Common Sense Is (Still) All You Need
The Real Bottleneck in AI Isn’t Compute - it’s Understanding
Disclaimer: This is a review of an opinion paper and does not necessarily represent the reviewer’s position.
In recent years, AI has made major advances—from conversational agents and image generation to self-driving cars. Yet one basic ability still separates machines from the kind of intuitive, adaptive intelligence shown by even the simplest animals: common sense. In Common Sense Is All You Need, Hugo Latapie argues that this missing capability is not just an inconvenience but is the core obstacle keeping AI from achieving real autonomy. He makes the case that if we want AI to safely operate in dynamic, unpredictable environments, then common sense must be designed in from the ground up. Bigger models, more data, and better benchmarks won’t close the gap. Instead, we need a shift in how we build, train, and evaluate AI systems.

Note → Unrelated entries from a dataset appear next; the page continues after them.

PR #416, opened 2019-06-03
Better binary response detection

vbanos:
Major `web_monitoring.content_type` improvements. We now detect binary types using the first bytes of the raw response and not regex. We do this once in `_decode_body` and not inside each diff method.

Drop redundant `raise_if_not_diffable_html`

Update unit tests. Add unit tests which use file types in `tests/fixtures/` to validate the new method.

Question: What is the best way to pass the `content_type_options` param to `_decode_body` to
pass it to `is_not_html`?


web_monitoring/diffing_server.py
```diff
@@ -367,6 +368,13 @@ def _extract_encoding(headers, content):
 
 
 def _decode_body(response, name, raise_if_binary=True):
+    """Check if the response is binary. If not, continue and detect encoding.
+    Try to define if a significantly large part of the body was undecodable
+    before returning decoded body.
+    """
+    if is_not_html(response.body, response.headers):
```
Mr0grog: I don’t think we should be checking for whether something is HTML here. What if we had a differ for RSS or XML or CSV documents in the future? There are plenty of valid text types that aren’t HTML. This should just be checking for whether what we got is not decodable text. We talked about this on Slack: https://archivers.slack.com/archives/C47DJK8H0/p1559529058016900

I’m also a little worried about not supporting the `content_type_options` argument at this point (its behavior is meant to be analogous to the `X-Content-Type-Options` response header). We felt it was important to have in case we ran into situations were sniffing was likely to produce a false positive. A text document *could* always start with `GIF8` and it seemed important to provide a way to handle that. Do you not think that’s important here?

web_monitoring/html_diff_render.py
```diff
@@ -249,13 +248,6 @@ def html_diff_render(a_text, b_text, a_headers=None, b_headers=None,
     text2 = '<!DOCTYPE html><html><head></head><body><h1>Header</h1></body></html>'
     test_diff_render = html_diff_render(text1,text2)
     """
-    raise_if_not_diffable_html(
-        a_text,
-        b_text,
-        a_headers,
-        b_headers,
-        content_type_options)
-
```
Mr0grog: On Slack, we talked specifically about still needing to do checks here: https://archivers.slack.com/archives/C47DJK8H0/p1559529058016900

At the server level, we can check whether the content is probably a binary type when trying to decode it to text, but we should still be doing additional checks here to determine whether we’re actually dealing with HTML-formatted text here (as opposed to, say, plain text or maybe a CSV or JSON document).

web_monitoring/links_diff.py
```diff
@@ -22,13 +21,6 @@ def links_diff(a_text, b_text, a_headers=None, b_headers=None,
     as an internal link, but not:
         <a href="http://this.domain.com/this/page#anchor-in-this-page">Text</a>
     """
-    raise_if_not_diffable_html(
-        a_text,
-        b_text,
-        a_headers,
-        b_headers,
-        content_type_options)
-
```
Mr0grog: Same here.

web_monitoring/content_type.py
```diff
@@ -42,17 +25,41 @@
...
+    """
+    Determine whether an HTTP response is not HTML by its headers. In general,
+    this errs on the side of leniency; it should have few false positives, but
+    many false negatives.
 
     Parameters
     ----------
-    text : string
-        Potential HTML content string
+    raw_body : raw binary response
```
Mr0grog: Please stick to Numpy docstring style. The *type* should be after the colon and the description should be on the next line and indented.

web_monitoring/content_type.py
```diff
@@ -42,17 +25,41 @@
...
+        if data[1:4] == b'IF8':
+            return "image/gif"
+    elif b0 == b'\x89':
+        if data[1:4] == b'PNG':
+            return "image/png"
+
+
+def is_not_html(raw_body, headers=None, check_options='normal'):
+    """
+    Determine whether an HTTP response is not HTML by its headers. In general,
```
Mr0grog: This sentence is misleading, since this method uses both the headers *and* the `raw_body` bytes.

web_monitoring/tests/test_content_type.py
```diff
@@ -0,0 +1,20 @@
...
+    ('edgi_background.jpg', 'image/jpeg'),
+    ('unknown_encoding.html', None),
+    ('empty.txt', None),
+    ('poorly_encoded_utf8.txt', None)
+    ])
+def test_detect_binary_type(filename, binary_type):
+    """Read file as binary stream. Detect its type
+    """
+    fname = Path(__file__).resolve().parent / 'fixtures' / filename
+    with open(fname, 'rb') as fp:
```
Mr0grog: Please avoid short, abbreviated variable names like `fp`. See the styleguide: https://github.com/edgi-govdata-archiving/web-monitoring/blob/master/CONTRIBUTING.md#naming

web_monitoring/tests/test_html_diff_validity.py
```diff
@@ -94,19 +95,21 @@ def test_html_diff_render_should_not_break_with_empty_content():
...
-
+    pdf_raw = Path(pdf_file).read_bytes()
+    a = Mock(body=pdf_raw, headers={})
+    b = Mock(body=b'<p>Just a little HTML</p>')
     with pytest.raises(UndiffableContentError):
-        html_diff_render(
-            '<p>Just a little HTML</p>',
-            pdf_content)
+        html_diff_render(_decode_body(a, name='a'),
+                         _decode_body(b, name='b'))
```
Mr0grog: See my earlier points above about still needing checks in `html_diff_render`.

The way things are written now, the `html_diff_render` call won’t throw an error (or rather, it could throw an error, but it would never be the one we’re testing for). The name of this test is a misnomer and `html_diff_render()` shouldn’t even be involved. If we split up the checks (doing binary decoding checks at the server level, and HTML checks at the method level), we also need to split up the tests—you need unit tests for binary data sent to `_decode_body` and separate unit tests for non-HTML strings/headers sent to `html_diff_render`.

Same comments for all the remaining tests in this PR.

Mr0grog:
So, in principle, I think what we’re trying to do in this PR is still OK (check for binary content when decoding instead of when starting the diff, after decoding), but reviewing it reminded me why I didn’t originally do that:

The sniffing is a *lot* more likely to trigger a false positive if you are decoding any old string of text. When you know you’re expecting HTML, you can be a lot more sure that a bytestring starting with `GIF8` is probably not OK. If you only know you’re looking for text, though (which is all we know at the point where we run `_decode_body`), it’s not nearly as clear that a bytestring starting with `GIF8` is really a problem.

Mr0grog:
@vbanos I just ran across this nice module today that might do a better job detecting a lot more things: https://github.com/h2non/filetype.py

Don’t know if you think it would be useful.

web_monitoring/content_type.py
```diff
@@ -42,17 +25,41 @@
...
+        if data[1:5] == b'PDF-':
+            return "application/pdf"
+        elif data[1:5] == b'!PS-':
+            return "application/postscript"
+    elif b0 == b'G':
+        if data[1:4] == b'IF8':
+            return "image/gif"
+    elif b0 == b'\x89':
+        if data[1:4] == b'PNG':
+            return "image/png"
```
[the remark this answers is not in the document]
vbanos: What I did is based on wayback machine code to detect mime types.
I'm afraid there isn't any public doc available.

vbanos:
About using module: https://github.com/h2non/filetype.py
I'm against adding extra dependencies unless its totally necessary.

vbanos:
After some though, I believe that my PR creates more problems than its solving. @Mr0grog your detailed comments made me understand that. Its better to close it.

Mr0grog:
@vbanos if you measure it and there’s really significant performance gain to be had here, we could still:

- Change from the regex to string comparisons.
- Change `html_diff_render` and `links_diff` to take bytes instead of text and do the decoding there, so we can be a bit more efficient about sniffing the bytes before decoding them. That way there are no worries about false positives in non-HTML text.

The paper’s core argument is that today’s AI efforts are skewed toward performance and scale at the expense of general understanding. Latapie challenges the field to move away from narrowly optimized models and benchmarks, and instead focus on what actually enables humans and animals to learn and act effectively in the real world. This means prioritizing flexible learning, adaptation, and contextual reasoning and not just better language completion or object recognition. It’s a call to reorient the foundations of AI around the very qualities we take for granted in natural intelligence.
What’s New and Important Here?
One of the paper’s most original contributions is its expansion of the concept of embodiment in AI. Typically, “embodiment” refers to robots or agents with physical bodies that learn by interacting with the environment: picking up objects, walking, or navigating spaces. Latapie broadens this idea by introducing the notion of cognitive embodiment, where AI systems engage not only with physical environments but also with structured, abstract ones. In this view, interacting with a constrained puzzle or logic problem can be as cognitively rich as exploring a room. An AI that genuinely embodies an abstract environment can learn to reason through trial and feedback, rather than just recognize patterns.
A good example of this is the Abstraction and Reasoning Corpus (ARC), a benchmark composed of visual transformation puzzles. Each task presents a small set of input-output grid pairs, and the AI must figure out the rule and apply it to a new grid. While ARC is meant to test reasoning, many AI systems today “solve” it by memorizing patterns from large sets of training examples. Latapie argues that this misses the point: to really test for reasoning, AI should approach these problems with minimal prior knowledge and learn from the structure of the task itself. That’s cognitive embodiment in action and it’s central to his proposal.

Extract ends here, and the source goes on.